Report the count, and only the count, of lines in the records that include the word "defaultProtectedAppPageRules".

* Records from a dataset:

★ ★ ★ ★ ★ ★ ★

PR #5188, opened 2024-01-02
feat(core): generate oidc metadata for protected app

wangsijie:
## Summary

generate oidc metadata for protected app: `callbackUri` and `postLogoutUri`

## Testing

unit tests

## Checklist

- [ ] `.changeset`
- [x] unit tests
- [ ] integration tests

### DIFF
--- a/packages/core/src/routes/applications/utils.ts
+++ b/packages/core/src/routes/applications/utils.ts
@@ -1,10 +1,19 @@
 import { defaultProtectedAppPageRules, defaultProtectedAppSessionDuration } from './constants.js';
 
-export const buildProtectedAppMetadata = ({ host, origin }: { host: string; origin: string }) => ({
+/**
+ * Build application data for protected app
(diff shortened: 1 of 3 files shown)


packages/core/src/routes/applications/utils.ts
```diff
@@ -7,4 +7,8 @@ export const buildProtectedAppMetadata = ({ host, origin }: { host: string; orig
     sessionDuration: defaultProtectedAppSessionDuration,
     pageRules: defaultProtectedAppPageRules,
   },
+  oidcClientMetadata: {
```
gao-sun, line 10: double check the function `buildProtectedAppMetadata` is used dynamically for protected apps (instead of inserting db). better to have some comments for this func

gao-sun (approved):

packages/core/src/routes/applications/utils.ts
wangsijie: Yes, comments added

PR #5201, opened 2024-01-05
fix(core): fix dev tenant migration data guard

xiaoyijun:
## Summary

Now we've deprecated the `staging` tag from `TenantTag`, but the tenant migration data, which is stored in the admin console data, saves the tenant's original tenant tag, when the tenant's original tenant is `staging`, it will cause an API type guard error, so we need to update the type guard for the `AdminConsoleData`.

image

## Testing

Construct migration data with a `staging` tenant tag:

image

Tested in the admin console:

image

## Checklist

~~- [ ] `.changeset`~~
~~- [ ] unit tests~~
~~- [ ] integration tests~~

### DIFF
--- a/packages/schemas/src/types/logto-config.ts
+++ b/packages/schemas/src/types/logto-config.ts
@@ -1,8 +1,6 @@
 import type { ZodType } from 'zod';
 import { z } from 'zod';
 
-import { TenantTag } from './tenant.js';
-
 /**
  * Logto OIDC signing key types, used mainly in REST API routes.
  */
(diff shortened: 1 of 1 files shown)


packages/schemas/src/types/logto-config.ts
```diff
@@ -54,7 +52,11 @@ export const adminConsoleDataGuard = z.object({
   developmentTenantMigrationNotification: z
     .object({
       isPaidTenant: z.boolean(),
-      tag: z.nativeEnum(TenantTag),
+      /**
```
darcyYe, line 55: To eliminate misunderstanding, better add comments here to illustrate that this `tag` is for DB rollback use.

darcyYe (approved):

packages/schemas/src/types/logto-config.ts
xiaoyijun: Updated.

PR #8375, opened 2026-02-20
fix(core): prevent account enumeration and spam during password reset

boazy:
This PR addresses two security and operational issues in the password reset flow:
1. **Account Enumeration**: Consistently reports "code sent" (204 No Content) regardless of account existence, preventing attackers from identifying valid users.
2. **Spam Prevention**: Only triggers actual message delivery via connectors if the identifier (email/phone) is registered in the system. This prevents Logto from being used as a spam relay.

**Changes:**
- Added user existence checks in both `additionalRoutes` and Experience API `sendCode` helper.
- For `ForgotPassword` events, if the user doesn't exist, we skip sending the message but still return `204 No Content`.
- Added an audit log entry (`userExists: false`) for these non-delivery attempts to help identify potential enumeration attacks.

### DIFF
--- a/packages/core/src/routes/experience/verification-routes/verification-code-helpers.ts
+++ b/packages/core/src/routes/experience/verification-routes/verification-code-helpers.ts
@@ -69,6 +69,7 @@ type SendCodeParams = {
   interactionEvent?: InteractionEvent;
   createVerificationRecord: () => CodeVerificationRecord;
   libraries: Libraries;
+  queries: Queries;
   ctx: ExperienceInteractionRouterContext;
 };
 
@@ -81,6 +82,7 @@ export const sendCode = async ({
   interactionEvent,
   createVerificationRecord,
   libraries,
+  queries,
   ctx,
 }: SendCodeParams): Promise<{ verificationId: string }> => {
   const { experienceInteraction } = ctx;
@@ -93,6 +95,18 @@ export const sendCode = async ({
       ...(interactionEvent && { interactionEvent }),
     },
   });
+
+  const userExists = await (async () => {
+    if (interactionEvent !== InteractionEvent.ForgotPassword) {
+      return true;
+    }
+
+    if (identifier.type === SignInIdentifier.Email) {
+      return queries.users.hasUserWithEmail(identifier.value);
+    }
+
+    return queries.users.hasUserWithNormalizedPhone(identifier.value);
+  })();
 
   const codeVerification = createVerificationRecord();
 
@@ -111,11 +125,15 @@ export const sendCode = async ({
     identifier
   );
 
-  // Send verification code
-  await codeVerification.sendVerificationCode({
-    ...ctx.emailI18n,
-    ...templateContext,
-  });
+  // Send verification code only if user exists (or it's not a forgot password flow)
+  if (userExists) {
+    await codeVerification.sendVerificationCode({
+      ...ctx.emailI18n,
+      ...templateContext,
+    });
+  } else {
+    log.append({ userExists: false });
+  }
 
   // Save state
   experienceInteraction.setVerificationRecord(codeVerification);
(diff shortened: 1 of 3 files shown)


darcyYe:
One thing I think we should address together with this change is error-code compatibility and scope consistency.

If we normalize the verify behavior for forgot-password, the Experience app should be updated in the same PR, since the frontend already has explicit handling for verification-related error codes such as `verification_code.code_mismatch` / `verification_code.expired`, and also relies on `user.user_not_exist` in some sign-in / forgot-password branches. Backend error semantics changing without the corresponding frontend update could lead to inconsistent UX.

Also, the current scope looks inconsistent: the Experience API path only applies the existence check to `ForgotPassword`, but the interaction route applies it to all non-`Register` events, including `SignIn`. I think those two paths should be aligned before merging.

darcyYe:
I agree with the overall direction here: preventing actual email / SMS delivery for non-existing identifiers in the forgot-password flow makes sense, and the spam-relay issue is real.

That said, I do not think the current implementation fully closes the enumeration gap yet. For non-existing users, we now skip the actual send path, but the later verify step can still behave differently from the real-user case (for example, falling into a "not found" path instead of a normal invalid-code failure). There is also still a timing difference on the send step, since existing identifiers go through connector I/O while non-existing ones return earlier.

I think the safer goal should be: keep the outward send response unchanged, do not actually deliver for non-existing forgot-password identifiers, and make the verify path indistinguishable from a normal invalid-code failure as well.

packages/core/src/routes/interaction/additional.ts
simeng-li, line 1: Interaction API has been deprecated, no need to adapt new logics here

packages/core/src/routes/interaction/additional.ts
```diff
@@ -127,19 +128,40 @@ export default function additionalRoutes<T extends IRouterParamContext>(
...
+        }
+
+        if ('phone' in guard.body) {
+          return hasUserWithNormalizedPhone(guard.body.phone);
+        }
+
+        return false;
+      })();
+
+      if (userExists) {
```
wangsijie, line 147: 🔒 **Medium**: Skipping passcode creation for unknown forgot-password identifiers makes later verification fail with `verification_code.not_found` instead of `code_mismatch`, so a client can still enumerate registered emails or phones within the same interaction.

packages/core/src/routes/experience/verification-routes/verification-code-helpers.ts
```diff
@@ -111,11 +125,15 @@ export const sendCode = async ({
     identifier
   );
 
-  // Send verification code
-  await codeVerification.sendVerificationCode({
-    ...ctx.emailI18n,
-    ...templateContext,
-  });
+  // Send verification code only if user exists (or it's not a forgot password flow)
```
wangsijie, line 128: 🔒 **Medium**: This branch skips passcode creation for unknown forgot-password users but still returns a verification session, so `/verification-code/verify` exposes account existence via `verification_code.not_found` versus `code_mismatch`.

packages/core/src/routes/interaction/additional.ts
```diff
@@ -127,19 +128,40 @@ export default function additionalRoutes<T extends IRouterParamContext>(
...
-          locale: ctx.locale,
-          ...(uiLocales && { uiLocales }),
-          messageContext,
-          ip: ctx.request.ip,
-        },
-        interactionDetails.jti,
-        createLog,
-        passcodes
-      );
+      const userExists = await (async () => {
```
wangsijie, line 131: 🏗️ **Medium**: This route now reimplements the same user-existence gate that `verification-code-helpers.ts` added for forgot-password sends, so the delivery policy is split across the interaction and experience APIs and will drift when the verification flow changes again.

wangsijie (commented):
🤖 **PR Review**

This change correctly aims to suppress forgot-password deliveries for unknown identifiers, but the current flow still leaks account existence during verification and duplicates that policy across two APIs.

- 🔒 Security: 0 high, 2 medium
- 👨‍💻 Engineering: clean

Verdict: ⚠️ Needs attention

★ ★ ★ ★ ★ ★ ★

* Solution for this exercise: 2